We argue that representations in AI models, particularly deep networks, are converging. First, we survey many examples of convergence in the literature: over time and across multiple domains, the ways by which different neural networks represent data are becoming more aligned. Next, we demonstrate convergence across data modalities: as vision models and language models get larger, they measure distance between datapoints in a more and more alike way. We hypothesize that this convergence is driving toward a shared statistical model of reality, akin to Plato's concept of an ideal reality. We term such a representation the platonic representation and discuss several possible selective pressures toward it. Finally, we discuss the implications of these trends, their limitations, and counterexamples to our analysis.

[–]BiteFancy9628 0 points1 point  (0 children)

They’re not only trained on the same data, they’re trained on each other. They all use the best at the moment to validate their quality, generate synthetic training data, and otherwise basically reverse engineer whatever the top model is doing.

[–]ResidentPositive4122 0 points1 point  (0 children)

WIthout knowing how you prompted them, this is of little value tbh. These models have been tuned to 0shot simple, stupid, "aligned" prompts. Of course they will all be equally bad, after you've seen it day in and day out.

That's why the 1m personas dataset is interesting. Use some of that dataset to prompt them, and see where that leads. Then use that same dataset for synthetic generation, fine-tune your own models (loras are cheap af now) and see where that leads.

Open-source and open-weights is more than download -> prompt for 0shot or count_the_rs -> whine on reddit.

[–][deleted] 0 points1 point  (0 children)

Makes sense when under the hood they all follow the same architecture and as the model becomes more mature they all get trained on similar datasets

[–]Fresh-Tutor-6982 0 points1 point  (0 children)

of course they won't point to ASI. You are using 2023 paradigm, tech and scaling, which is basically GPT-4 paradigm.

[–]Defiant-Mood6717 -1 points0 points  (0 children)

This means absolutely nothing regarding ASI. You are testing domain knowledge, you think that's related to reasoning, planning, adaptation?

All this means is that in the world, those 6 items are the most likely to appear as possibilities. LLMs are exposed to data on the internet. It has nothing to do with them using the same data, it simply has to do that the data describes the same world.

[–]NikoKun -1 points0 points  (0 children)

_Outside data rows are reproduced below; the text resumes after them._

PR #4817, opened 2024-12-02
[#4798] Add option to conceal item descriptions from players

### LINKED ISSUE #4798: Add setting to hide item descriptions from players in chat when activated by GM
Currently there are two ways to item description from players in chat:
1. Write something else in the chat description (non-spoilery description or just an empty space)
2. Use secret blocks in the normal description to hide the portions that shouldn't be visible to players

Both of these options involve modifying each individual item by either GMs or content creators, and once done there is not easy way for the GM to reveal the chat description without going back and re-editing the items. It would be useful to have a setting that hid the item descriptions from players by default if they were activated by GMs.

If an item already has a custom chat description, then this setting would be ignored.

This could possibly be accompanied by an option in the context menu to reveal the description to players so GMs could show on a one-by-one basis.

arbron:
Adds a new setting, "Conceal Item Descriptions", which hides item description in chat messages for players so long as they are (1) posted by the GM and (2) don't have a chat description.

To avoid overloading the settings dialog any more, this adds a new setting configuration app that now contains all of the player visibility-releated settings, such as attack result visibility, challenge visibility, and bloodied effect visibility. Some reshuffling of the existing settings applications was done so they are all now organized into the `applications/settings` folder.

Visibility Settings

A new `BaseSettingsConfig` application was introduced to make it easy to add new settings applications that follow this pattern, and the bastions config application was refactored to use this new base application.

Closes #4798


lang/en.json
```diff
@@ -3830,6 +3816,29 @@
     "Hint": "Change handling of various rules between the 2024 and 2014 rule sets.",
     "Legacy": "Legacy Rules (2014)",
     "Modern": "Modern Rules (2024)"
+  },
+  "VISIBILITY": {
+    "Hint": "Various configuration options that affect player visibility for certain information that the DM may wish to keep secret.",
```
Fyorl, line 3821:
```suggestion
    "Hint": "Various configuration options that affect player visibility of certain information that the DM may wish to keep secret.",
```

Fyorl (approved):
Nice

I've seen this topic brought up before. They're simply converging on the same model of reality and reasoning, because their data comes from our reality. I don't think their convergence says anything about whether they're heading for ASI or not. I think that trend will simply be the result of training on synthetic data created through AI Agents using reasoning to build more high quality data as they improve.

[–]mindplaydk -1 points0 points  (0 children)

May I ask, when you say it "generated a data set", does this mean you were prompting it to extract some sort of world knowledge?

You weren't feeding it your own data and asking it to extract something from that? 

If you're extracting world knowledge, every base model was trained on largely the same data foundation, so they're going to have largely the same world knowledge. (with minor variations due to model size and other constraints.)

World knowledge is not where I see noteworthy differences between models - the interesting differences are in their behaviour, which depends on their fine tuning, which tends to be proprietary.